Contact Us

Opponent of Iraq Kurd leader sole candidate in presidential vote

AFP WORLD
Published October 03,2017
Subscribe

An ex-minister in Iraq's first post-invasion government will be the sole candidate for the presidency of the country's autonomous Kurdish region in a November election, an official said on Tuesday.

Mohammad Tofiq Rahim, 64, a staunch opponent of current Kurdish leader Massud Barzani who has repeatedly said he will not stand again for the post, was the only person to put forward his candidacy, the autonomous region's electoral chief said.

"By the deadline for candidates on Tuesday, we had received all the documents necessary for Mohammad Tofiq Rahim to be a candidate for the presidency of Kurdistan. He is the only person to have declared himself a candidate," electoral commission head Yari Hadji Omar told AFP by telephone from the regional capital Arbil.

The Kurdish region, which last week voted overwhelmingly in favour of independence in a referendum rejected both by Baghdad and by Iraq's neighbours Turkey and Iran, will hold presidential and legislative elections on November 1.

The electoral commission has approved 21 lists of candidates for the legislative vote.

Despite repeatedly saying he would not stand for re-election, Barzani has also been seen as reluctant to cede power.

Rahim, a former member of the Kurdish peshmerga security forces, is a member of Goran, a party strongly opposed to Barzani.

The most recent presidential vote in the autonomous Kurdish region was in 2009.

Originally, a presidential term of office was four years, but in 2013 parliament extended it by two years.

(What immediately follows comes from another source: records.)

Issue #2578, opened 2020-10-12
[CI] Add valgrind run to CI test suite


YannickJadoul:
Reminder to work on adding a (or multiple?) valgrind run to the CI, to catch memory issues sooner. Potentially, we could think about some sanitizers as well?

bstaletic:
`python -c 'import pybind11_tests'` leaks this thing: https://github.com/pybind/pybind11/blob/master/include/pybind11/pybind11.h#L1320

PR #2634, opened 2020-11-01
Use weakref to clean up captured function object in def_buffer

YannickJadoul:
## Description

Leak discovered independently by @bstaletic (see https://github.com/pybind/pybind11/issues/2578#issuecomment-718913643) and @rwgk. This is one solution that cleans up after itself.

A few things to be considered:

- I would think this is safe, and the order of destruction with the `class_` object shouldn't matter? (cfr. #856) But I wouldn't mind a few people sanity-checking this, please :-)

- Another solution, suggested by @rwgk, would be to delete the `capture` as part of destructing `detail::type_info`. In order to do so, we would need some extra type info (since the `class_<T, ...>::get_buffer<F>::capture *` gets type-erased to `void *`); one solution would be to use a `shared_ptr<void>` (which remembers its deleter), or similar. Is this a better solution?

- If we do consider the solution above as better: this does require increasing the ABI version counter. Do we want to do this now, or go with the previous solution until we have a few ABI-breaking changes together and do them all at once? (Meanwhile, we could create a list of things we'd like to do that would break the ABI.)

## Suggested changelog entry:

```rst
Seal a leak in `def_buffer`, cleaning up the `capture` object after the `class_` object goes out of scope.
```

### DIFF
--- a/include/pybind11/pybind11.h
+++ b/include/pybind11/pybind11.h
@@ -1315,7 +1315,8 @@ public:
         return *this;
     }
 
-    template <typename Func> class_& def_buffer(Func &&func) {
+    template <typename Func>
+    class_& def_buffer(Func &&func) {
         struct capture { Func func; };
         auto *ptr = new capture { std::forward<Func>(func) };
         install_buffer_funcs([](PyObject *obj, void *ptr) -> buffer_info* {
@@ -1324,6 +1325,10 @@ public:
                 return nullptr;
             return new buffer_info(((capture *) ptr)->func(caster));
         }, ptr);
+        weakref(m_ptr, cpp_function([ptr](handle wr) {
+            delete ptr;
+            wr.dec_ref();
+        })).release();
         return *this;
     }
 


rwgk (approved):
I ran this through the Google-internal global testing and didn't find any issues.
As discussed on Slack, this PR fixes ASAN errors.
My vote is to merge this PR as-is as soon as possible, and include it in 2.6.1.

henryiii (approved):
I agree with @rwgk

YannickJadoul:
Well, there's no reason to not include it in 2.6.1, so since this was a fix, that was already implicit, to me.

I would want to get those two other questions discussed/answered, though, before merging this.

henryiii:
We will not bump the ABI counter until at least 2.7, and maybe a future version (especially if 2.7 focuses on #2445). We should probably combine several changes then - I have seen _at least_ one PR with "let's add this when we bump the ABI counter" (which should probably be a label).

YannickJadoul:
> We will not bump the ABI counter until at least 2.7

But would we want to, in this case? I.e., should we add a label to this PR/add this to a list somewhere?

bstaletic:
I think this would be a case where C++ smart pointers would get in the way, because you're passing a `void*` to python. The weakref solution just seems more elegant.

rwgk:
> I think this would be a case where C++ smart pointers would get in the way, because you're passing a `void*` to python. The weakref solution just seems more elegant.

Just for completeness:

https://www.nextptr.com/tutorial/ta1227747841/the-stdshared_ptrvoid-as-arbitrary-userdata-pointer

seems like a perfect fit for this situation, except it means we'd need to bump ABI version counter.

My thinking: Yannick's solution is "fine forever". It solves the problem without the need to mess with the ABI version counter. IIUC the solution relies on more moving parts than the `shared_ptr<void>` alternative, but in the unlikely event that we have something like https://github.com/python/cpython/pull/22670, we can just push for pre-release fixes in new Python versions. I wouldn't revisit this leak unless we really run out of other important things to do.

YannickJadoul:
> I think this would be a case where C++ smart pointers would get in the way

We wouldn't per se need `shared_ptr`. We could also store a `void (*deleter)(void *);` in `detail::type_info` and use it when cleaning up.

But yes, I agree it's probably OK to keep it like this.

> but in the unlikely event that we have something like [python/cpython#22670](https://github.com/python/cpython/pull/22670), we can just push for pre-release fixes in new Python versions.

For the record: this is not exactly the ordering I was referencing (but the thing that when multiple things get garbage-collected at the same time, the order of destruction is undefined; I guess we should be fine, though). But yes, agreed.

A general election was held in September 2013, but Kurdish parliamentary activity has been frozen since November 2015, enabling Barzani to remain in power.

Rahim has opposed Barzani's mandate being extended.

"The commission must now examine the documents and accept his candidacy," Hadji Omar said of Rahim.

In September 2003, Rahim became industry minister in the first Iraqi cabinet that followed the US-led invasion of Iraq and overthrow of Saddam Hussein.

The September 25 referendum on Kurdish independence, a Barzani initiative, returned a resounding 92.73 percent "yes" result.

- REGIONAL TENSIONS -
But it also provoked a resounding "no" from Baghdad, Tehran and Ankara and sent regional tensions soaring.

Barzani's successor will have a heavy and urgent workload in the wake of the referendum result.

On Monday, Iraq and Iran -- previously sworn enemies that fought a devastating eight-year war in the 1980s -- staged joint military manoeuvres just across the border from Iraqi Kurdistan in Iran.

Iraq, Iran and Turkey all have sizeable Kurdish minorities and have taken measures to isolate Iraqi Kurdistan, including suspending international flights to and from its two main airports.

Iran has also slapped an indefinite ban on the transport of oil and energy products to and from Iraq's Kurdish region.

Officially comprising Arbil, Dohuk and Sulaimaniyah provinces, Iraqi Kurdistan also claims other territory including oil-rich Kirkuk province -- a dispute that is a major source of contention with Baghdad.

Tuesday's electoral commission announcement that only Rahim had registered to stand in the presidential election came shortly before the announcement of the death in Germany aged 83 of charismatic Kurdish leader Jalal Talabani, a former president of Iraq.

On Sunday, the Kurdish region replaced the referendum council with a body dubbed the Political Directorate of Kurdistan, seen by Barzani opponents as a way of him retaining control.

The new body includes members of the two main traditional parties, Barzani's Kurdistan Democratic Party (KDP) and Talabani's Patriotic Union of Kurdistan (PUK).

But it has been criticised including by Talabani's widow Hero Ibrahim Ahmed, a PUK leader.

She has called it "a gross error" and compared it to Saddam's Revolution Command Council, the real decision-making body under the dictator while the government had no role.